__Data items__
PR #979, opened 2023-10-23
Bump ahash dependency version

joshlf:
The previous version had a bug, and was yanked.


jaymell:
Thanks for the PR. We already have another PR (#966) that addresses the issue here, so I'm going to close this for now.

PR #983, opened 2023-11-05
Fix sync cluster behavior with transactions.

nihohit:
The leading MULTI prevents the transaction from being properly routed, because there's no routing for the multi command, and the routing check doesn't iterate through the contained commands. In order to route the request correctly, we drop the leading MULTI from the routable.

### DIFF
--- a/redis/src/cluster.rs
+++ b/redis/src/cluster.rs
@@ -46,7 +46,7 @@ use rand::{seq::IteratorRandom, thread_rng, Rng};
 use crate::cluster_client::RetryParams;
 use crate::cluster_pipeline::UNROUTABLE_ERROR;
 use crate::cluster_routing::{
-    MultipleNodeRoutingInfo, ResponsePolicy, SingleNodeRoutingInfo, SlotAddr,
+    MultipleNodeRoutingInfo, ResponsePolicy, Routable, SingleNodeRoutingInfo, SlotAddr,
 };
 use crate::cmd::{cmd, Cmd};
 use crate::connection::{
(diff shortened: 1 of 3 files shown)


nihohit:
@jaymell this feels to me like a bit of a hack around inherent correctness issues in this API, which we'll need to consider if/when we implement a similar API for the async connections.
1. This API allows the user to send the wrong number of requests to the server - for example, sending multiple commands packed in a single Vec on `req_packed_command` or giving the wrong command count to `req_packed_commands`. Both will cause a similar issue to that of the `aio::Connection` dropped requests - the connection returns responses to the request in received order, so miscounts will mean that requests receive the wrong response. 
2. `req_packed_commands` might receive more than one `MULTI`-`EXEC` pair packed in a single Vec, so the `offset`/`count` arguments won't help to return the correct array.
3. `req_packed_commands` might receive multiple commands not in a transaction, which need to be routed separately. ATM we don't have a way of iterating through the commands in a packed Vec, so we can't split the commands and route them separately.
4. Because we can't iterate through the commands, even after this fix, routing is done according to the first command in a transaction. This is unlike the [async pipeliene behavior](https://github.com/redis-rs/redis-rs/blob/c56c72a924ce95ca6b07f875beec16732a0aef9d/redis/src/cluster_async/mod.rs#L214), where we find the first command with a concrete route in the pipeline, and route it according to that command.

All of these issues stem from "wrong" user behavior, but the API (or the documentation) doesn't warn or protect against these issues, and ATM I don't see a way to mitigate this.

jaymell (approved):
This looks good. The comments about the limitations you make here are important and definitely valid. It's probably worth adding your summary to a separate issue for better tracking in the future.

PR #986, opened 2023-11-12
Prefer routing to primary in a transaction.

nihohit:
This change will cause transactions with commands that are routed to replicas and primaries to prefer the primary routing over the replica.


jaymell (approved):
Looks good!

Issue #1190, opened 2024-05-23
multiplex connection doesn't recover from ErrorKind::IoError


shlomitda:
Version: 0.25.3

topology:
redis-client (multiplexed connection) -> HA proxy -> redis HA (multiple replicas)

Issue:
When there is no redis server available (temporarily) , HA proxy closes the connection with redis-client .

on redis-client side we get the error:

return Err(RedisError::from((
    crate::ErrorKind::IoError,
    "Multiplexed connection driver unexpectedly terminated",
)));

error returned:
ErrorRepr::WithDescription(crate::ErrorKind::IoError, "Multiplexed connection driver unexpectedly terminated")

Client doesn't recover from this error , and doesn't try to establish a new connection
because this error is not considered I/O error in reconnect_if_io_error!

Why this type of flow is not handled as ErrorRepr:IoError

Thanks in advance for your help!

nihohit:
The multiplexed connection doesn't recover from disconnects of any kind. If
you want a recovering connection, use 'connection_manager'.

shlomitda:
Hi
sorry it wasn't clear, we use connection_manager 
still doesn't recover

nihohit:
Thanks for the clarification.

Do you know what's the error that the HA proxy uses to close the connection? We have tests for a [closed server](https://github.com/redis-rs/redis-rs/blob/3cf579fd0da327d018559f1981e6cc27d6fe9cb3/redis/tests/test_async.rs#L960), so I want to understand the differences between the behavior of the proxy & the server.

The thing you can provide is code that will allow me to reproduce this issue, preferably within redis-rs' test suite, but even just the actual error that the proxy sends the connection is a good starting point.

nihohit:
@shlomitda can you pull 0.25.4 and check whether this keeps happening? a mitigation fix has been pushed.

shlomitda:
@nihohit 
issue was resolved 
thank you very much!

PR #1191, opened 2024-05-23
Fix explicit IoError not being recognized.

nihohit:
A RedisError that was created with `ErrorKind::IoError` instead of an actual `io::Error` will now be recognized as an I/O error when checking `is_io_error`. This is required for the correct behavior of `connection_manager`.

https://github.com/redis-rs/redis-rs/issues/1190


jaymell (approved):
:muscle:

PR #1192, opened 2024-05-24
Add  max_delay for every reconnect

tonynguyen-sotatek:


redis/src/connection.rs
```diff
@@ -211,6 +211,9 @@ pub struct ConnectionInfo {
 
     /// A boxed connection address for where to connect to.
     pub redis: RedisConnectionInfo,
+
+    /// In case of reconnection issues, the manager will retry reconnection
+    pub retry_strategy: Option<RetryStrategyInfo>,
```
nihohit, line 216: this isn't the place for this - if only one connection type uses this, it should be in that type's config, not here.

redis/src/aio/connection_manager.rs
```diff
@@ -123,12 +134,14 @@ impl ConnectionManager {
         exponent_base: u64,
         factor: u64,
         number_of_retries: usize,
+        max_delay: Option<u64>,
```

__Exercise instructions__
Write all of the records out exactly, including every line.

__Answer to this task__
PR #979, opened 2023-10-23
Bump ahash dependency version

joshlf:
The previous version had a bug, and was yanked.


jaymell:
Thanks for the PR. We already have another PR (#966) that addresses the issue here, so I'm going to close this for now.

PR #983, opened 2023-11-05
Fix sync cluster behavior with transactions.

nihohit:
The leading MULTI prevents the transaction from being properly routed, because there's no routing for the multi command, and the routing check doesn't iterate through the contained commands. In order to route the request correctly, we drop the leading MULTI from the routable.

### DIFF
--- a/redis/src/cluster.rs
+++ b/redis/src/cluster.rs
@@ -46,7 +46,7 @@ use rand::{seq::IteratorRandom, thread_rng, Rng};
 use crate::cluster_client::RetryParams;
 use crate::cluster_pipeline::UNROUTABLE_ERROR;
 use crate::cluster_routing::{
-    MultipleNodeRoutingInfo, ResponsePolicy, SingleNodeRoutingInfo, SlotAddr,
+    MultipleNodeRoutingInfo, ResponsePolicy, Routable, SingleNodeRoutingInfo, SlotAddr,
 };
 use crate::cmd::{cmd, Cmd};
 use crate::connection::{
(diff shortened: 1 of 3 files shown)


nihohit:
@jaymell this feels to me like a bit of a hack around inherent correctness issues in this API, which we'll need to consider if/when we implement a similar API for the async connections.
1. This API allows the user to send the wrong number of requests to the server - for example, sending multiple commands packed in a single Vec on `req_packed_command` or giving the wrong command count to `req_packed_commands`. Both will cause a similar issue to that of the `aio::Connection` dropped requests - the connection returns responses to the request in received order, so miscounts will mean that requests receive the wrong response. 
2. `req_packed_commands` might receive more than one `MULTI`-`EXEC` pair packed in a single Vec, so the `offset`/`count` arguments won't help to return the correct array.
3. `req_packed_commands` might receive multiple commands not in a transaction, which need to be routed separately. ATM we don't have a way of iterating through the commands in a packed Vec, so we can't split the commands and route them separately.
4. Because we can't iterate through the commands, even after this fix, routing is done according to the first command in a transaction. This is unlike the [async pipeliene behavior](https://github.com/redis-rs/redis-rs/blob/c56c72a924ce95ca6b07f875beec16732a0aef9d/redis/src/cluster_async/mod.rs#L214), where we find the first command with a concrete route in the pipeline, and route it according to that command.

All of these issues stem from "wrong" user behavior, but the API (or the documentation) doesn't warn or protect against these issues, and ATM I don't see a way to mitigate this.

jaymell (approved):
This looks good. The comments about the limitations you make here are important and definitely valid. It's probably worth adding your summary to a separate issue for better tracking in the future.

PR #986, opened 2023-11-12
Prefer routing to primary in a transaction.

nihohit:
This change will cause transactions with commands that are routed to replicas and primaries to prefer the primary routing over the replica.


jaymell (approved):
Looks good!

Issue #1190, opened 2024-05-23
multiplex connection doesn't recover from ErrorKind::IoError


shlomitda:
Version: 0.25.3

topology:
redis-client (multiplexed connection) -> HA proxy -> redis HA (multiple replicas)

Issue:
When there is no redis server available (temporarily) , HA proxy closes the connection with redis-client .

on redis-client side we get the error:

return Err(RedisError::from((
    crate::ErrorKind::IoError,
    "Multiplexed connection driver unexpectedly terminated",
)));

error returned:
ErrorRepr::WithDescription(crate::ErrorKind::IoError, "Multiplexed connection driver unexpectedly terminated")

Client doesn't recover from this error , and doesn't try to establish a new connection
because this error is not considered I/O error in reconnect_if_io_error!

Why this type of flow is not handled as ErrorRepr:IoError

Thanks in advance for your help!

nihohit:
The multiplexed connection doesn't recover from disconnects of any kind. If
you want a recovering connection, use 'connection_manager'.

shlomitda:
Hi
sorry it wasn't clear, we use connection_manager 
still doesn't recover

nihohit:
Thanks for the clarification.

Do you know what's the error that the HA proxy uses to close the connection? We have tests for a [closed server](https://github.com/redis-rs/redis-rs/blob/3cf579fd0da327d018559f1981e6cc27d6fe9cb3/redis/tests/test_async.rs#L960), so I want to understand the differences between the behavior of the proxy & the server.

The thing you can provide is code that will allow me to reproduce this issue, preferably within redis-rs' test suite, but even just the actual error that the proxy sends the connection is a good starting point.

nihohit:
@shlomitda can you pull 0.25.4 and check whether this keeps happening? a mitigation fix has been pushed.

shlomitda:
@nihohit 
issue was resolved 
thank you very much!

PR #1191, opened 2024-05-23
Fix explicit IoError not being recognized.

nihohit:
A RedisError that was created with `ErrorKind::IoError` instead of an actual `io::Error` will now be recognized as an I/O error when checking `is_io_error`. This is required for the correct behavior of `connection_manager`.

https://github.com/redis-rs/redis-rs/issues/1190


jaymell (approved):
:muscle:

PR #1192, opened 2024-05-24
Add  max_delay for every reconnect

tonynguyen-sotatek:


redis/src/connection.rs
```diff
@@ -211,6 +211,9 @@ pub struct ConnectionInfo {
 
     /// A boxed connection address for where to connect to.
     pub redis: RedisConnectionInfo,
+
+    /// In case of reconnection issues, the manager will retry reconnection
+    pub retry_strategy: Option<RetryStrategyInfo>,
```
nihohit, line 216: this isn't the place for this - if only one connection type uses this, it should be in that type's config, not here.

redis/src/aio/connection_manager.rs
```diff
@@ -123,12 +134,14 @@ impl ConnectionManager {
         exponent_base: u64,
         factor: u64,
         number_of_retries: usize,
+        max_delay: Option<u64>,
```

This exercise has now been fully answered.